Foundation Models on Azure: Understanding Large Language Models

Foundation models are large AI models trained on vast amounts of data that can be adapted to many downstream tasks. Microsoft is making these models accessible through Azure, democratizing access to powerful AI capabilities.

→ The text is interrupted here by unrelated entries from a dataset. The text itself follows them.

PR #1692, opened 2022-02-19
Fix syntax errors in migration example

shadowspawn:
# Pull Request

Fix syntax errors in Commander 7 migration tips.

(Have made same changes in Release Notes for 7.0.0 on GitHub.)

Same code as mentioned in: https://github.com/tj/commander.js/pull/1409#issuecomment-1036348880


abetomo (approved):
👍

PR #1702, opened 2022-03-14
Update CHANGELOG and version for 9.1.0

shadowspawn:
Preparing for v9.1.0. I put Friday as date, but just when suits you @abetomo. Later or earlier. 📆


shadowspawn:
Another release done. Thanks! 😄

abetomo:
@shadowspawn Thank you for your meticulous work!
We have released it.

PR #1704, opened 2022-03-16
Add `"types"` to `"exports"`

### LINKED ISSUE #1703: Be able to import types when using `NodeNext` TypeScript module resolution
I'm making an npm package which uses `ora`. To use `ora`, I switched to `NodeNext` module resolution. After doing that, the type checking for `commander` stopped working. I think `package.json` needs to be updated to be compatible with `NodeNext` module resolution. 

Here is the guide to by the author of `ora`: https://gist.github.com/sindresorhus/a39789f98801d908bbc7ff3ecc99d99c.
Here is some related TypeScript documentation: https://devblogs.microsoft.com/typescript/announcing-typescript-4-5-beta/#esm-nodejs

ChocolateLoverRaj:
# Pull Request

## Problem
Fixes #1703 

## Solution
Add `"types"` to `"exports"`

### DIFF
--- a/package.json
+++ b/package.json
@@ -39,9 +39,9 @@
   "main": "./index.js",
   "exports": {
     ".": {
+      "types": "./typings/index.d.ts",
       "require": "./index.js",
-      "import": "./esm.mjs",
-      "types": "./typings/index.d.ts"
+      "import": "./esm.mjs"
     },
     "./esm.mjs": "./esm.mjs"
   },
--- a/package.json
+++ b/package.json
@@ -40,7 +40,8 @@
   "exports": {
     ".": {
       "require": "./index.js",
-      "import": "./esm.mjs"
+      "import": "./esm.mjs",
+      "types": "./typings/index.d.ts"
     },
     "./esm.mjs": "./esm.mjs"
   },


shadowspawn (changes requested):
Thanks. The example on this page: https://www.typescriptlang.org/docs/handbook/esm-node.html#packagejson-exports-imports-and-self-referencing

has a comment saying "types" must come first:

```
            // Entry-point for TypeScript resolution - must occur first!
            "types": "./types/index.d.ts",
```

(It did work for me last when I was experimenting, but I think we better follow the example.)

shadowspawn:
This PR is to work with a _future_ version of TypeScript. I have been doing a lot of reading to try and understand whether it is safe for us to ship now. And still not sure! Maybe I should ask...

1) The "types" value in "exports" is described in the Node.js 16 documentation so that part at least appears in something released.
https://nodejs.org/dist/latest-v16.x/docs/api/packages.html#community-conditions-definitions

2) I found these comments in long threads, two talking about updates by library authors:
- https://github.com/microsoft/TypeScript/issues/46452#issuecomment-1031713598
- https://github.com/microsoft/TypeScript/issues/46452#issuecomment-1031961407
- https://github.com/microsoft/TypeScript/issues/46334#issuecomment-943632787

Some interesting information about emit vs resolving with answer from an expert:
- https://stackoverflow.com/questions/71463698/why-we-need-nodenext-typescript-compiler-option-when-we-have-esnext

3) `rxjs` have merged a PR doing this just recently, and also wondering whether to go before TypeScript supports it!

- https://github.com/ReactiveX/rxjs/pull/6802

shadowspawn:
Asked if stable enough for release: https://github.com/microsoft/TypeScript/issues/46452#issuecomment-1070369344

shadowspawn:
And got a "100% yes".

https://github.com/microsoft/TypeScript/issues/46452#issuecomment-1070377450

shadowspawn:
Oh, but then there was a followup. I need to reread some of the earlier comments again!

https://github.com/microsoft/TypeScript/issues/46452#issuecomment-1070418207

ChocolateLoverRaj:
@shadowspawn How could adding a `"types"` entry in `"exports"` break things?

shadowspawn:
> How could adding a `"types"` entry in `"exports"` break things?

In general, by making the behaviour worse for a use case where something reads `"exports"` and recognises the `"types"` entry. Not just TypeScript, say ts-node or WebStorm. (Hypothetical examples, I have not idea what the do with `"exports"`!)

shadowspawn:
@abetomo I am going to test now one more time with `typescript@next` generating CommonJS and ESM, then call it good. Could make it into v9.1, but no worries if it misses.

shadowspawn (approved):
LGTM

abetomo (approved):
👍

abetomo:
I think it is fine to release it next time.

shadowspawn:
Ok. I won't merge until after release we have lined up.

PR #1708, opened 2022-03-20
Add example for "global" options

shadowspawn:
# Pull Request

## Problem

Sometimes people would like to be able to add common (global) options to all the subcommands, rather than to the program. This was the most popular enhancement in poll https://github.com/tj/commander.js/issues/1551#issuecomment-869093337

Related:
- #243 _so they're all already populated with the common options_
- #476  _add global options to a program that is applied to all commands_
- https://github.com/tj/commander.js/issues/1229#issuecomment-623613637  _a set of common options for all my subcommands_
- #1426 _an option that I add to all the commands of my application_
- #1631 _add global options to each of the commands_

I tried adding an explicit routine in #1670 but it turned out less effective than leaving it up to the user.

## Solution

Add an example file showing two ways to add global options to subcommands.

### DIFF
--- a/examples/common-options.js
+++ b/examples/common-options.js
@@ -1,0 +1,45 @@
+#!/usr/bin/env node
+
+// This example shows a couple of ways of adding a common option to all the subcommands.
+// We are using one level of subcommands. (Adding options to just the leaf subcommands
+// with deeper nesting would be a little more work.)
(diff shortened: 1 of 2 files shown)


abetomo (approved):
👍

PR #1709, opened 2022-03-20
Clarify option arguments

shadowspawn:
1) Options with a required option-argument are greedy and consume the next argument whatever the value. Options with an optional option-argument are choosy, and ignore arguments which start with a dash. We haven't written that down in the README before.

2) Added explicit example of the ways an option and its value can be specified.

3) Moved and slightly reworked the description of combining boolean short options, and trailing option taking a value.


abetomo (approved):
LGTM!

Issue #1710, opened 2022-03-24
9.1.0 - option.conflicts not working


rpearce63:
I'm trying to use the option conflicts configuration, but it doesn't appear to catch the conflicts.

```
const { program, Option } = require("commander");

const handleAction = (command) => {
  const options = program.opts();
  //options.exact && (options.wild || options.all) && console.log("conflict");
  console.log(
    `${command.name()} with options ${JSON.stringify(program.opts())}`
  );
};
//Global options
program
  .addOption(
    new Option("-a, --all", "all wallets").conflicts(["exact", "wild"])
  )
  .addOption(
    new Option("-x, --exact <name>", "exact wallet name").conflicts([
      "all",
      "wild",
    ])
  )
  .addOption(
    new Option("-w, --wild <partial>", "wild card").conflicts(["all", "exact"])
  )
  .option("-p, --password <password>");

//Sub commands
program.command("claim").action((options, command) => {
  handleAction(command);
});

program.parse();

```

When I run with:
node commands.js claim -a -x OG

The result is:
claim with options {"all":true,"exact":"OG"}

Have I configured it incorrectly? Also tried specifying just the short names. Same result.

Thanks.

shadowspawn:
Thanks for the example.

This is a bug. When a subcommand is used, the conflicts are only being checked on the subcommand and not the program. 

(In the code it looks right with `_checkForConflictingOptions` in same place as `_checkForMissingMandatoryOptions`, but that second call walks up the stack.)

rpearce63:
Any idea when this might be released?

shadowspawn:
Hi @rpearce63 , likely within a week. 

(Not a hard rule, but I prefer to wait a month between releases.)

shadowspawn:
Fixed in Commander v9.2.0

rpearce63:
The update worked.  Thanks.

```
 % node commands.js claim -a -x OG
error: option '-a, --all' cannot be used with option '-x, --exact <name>'
```

PR #1711, opened 2022-03-25
Check for conflicts in parent commands

shadowspawn:
# Pull Request

## Problem

Only testing for conflicts in leaf command.

See: #1710

## Solution

Follow same pattern as checking for required options:
- run up parents checking them as well
- call in dispatch to external command too

## ChangeLog

Fixes:
- detect conflicts in parent commands of called subcommand (#1710)


lib/command.js
```diff
@@ -1340,6 +1341,19 @@ Expecting one of '${allowedValues.join("', '")}'`);
     });
   }
 
+  /**
+   * Display an error message if conflicting options are used together.
+   * Called after checking for help flags in leaf subcommand.
+   *
+   * @api private
+   */
+  _checkForConflictingOptions(cmd) {
```
abetomo, line 1350: I don't think the `cmd` argument is necessary.

shadowspawn: Oops, left over from an earlier version of code. Thanks. I should have reread it!

shadowspawn: Fixed.

abetomo (approved):
LGTM!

What Are Foundation Models?

Foundation models are pre-trained on massive datasets and can be:

  • Used directly for various tasks
  • Fine-tuned for specific domains
  • Used as feature extractors

Examples include:

  • Language: GPT-3, Codex
  • Vision: CLIP, DALL-E 2
  • Code: Codex (powers GitHub Copilot)

Foundation Models in Azure

Azure provides access to foundation models through multiple services:

Azure OpenAI Service

import openai

openai.api_type = "azure"
openai.api_base = "https://your-resource.openai.azure.com/"
openai.api_key = "your-api-key"
openai.api_version = "2022-06-01-preview"

# Use GPT-3 Davinci
response = openai.Completion.create(
    engine="text-davinci-002",
    prompt="Explain the concept of foundation models in AI:",
    max_tokens=300,
    temperature=0.7
)

print(response.choices[0].text)

Azure Machine Learning Model Catalog

from azure.ai.ml import MLClient
from azure.identity import DefaultAzureCredential

# Connect to Azure ML
ml_client = MLClient(
    DefaultAzureCredential(),
    subscription_id="your-subscription",
    resource_group="your-rg",
    workspace_name="your-workspace"
)

# Browse available models
models = ml_client.models.list(
    registry_name="azureml"
)

for model in models:
    print(f"{model.name}: {model.description}")

Using Pre-trained Models

Text Generation with GPT-3

def generate_text(prompt: str, max_tokens: int = 200) -> str:
    """Generate text using GPT-3."""

    response = openai.Completion.create(
        engine="text-davinci-002",
        prompt=prompt,
        max_tokens=max_tokens,
        temperature=0.7,
        top_p=1,
        frequency_penalty=0,
        presence_penalty=0
    )

    return response.choices[0].text.strip()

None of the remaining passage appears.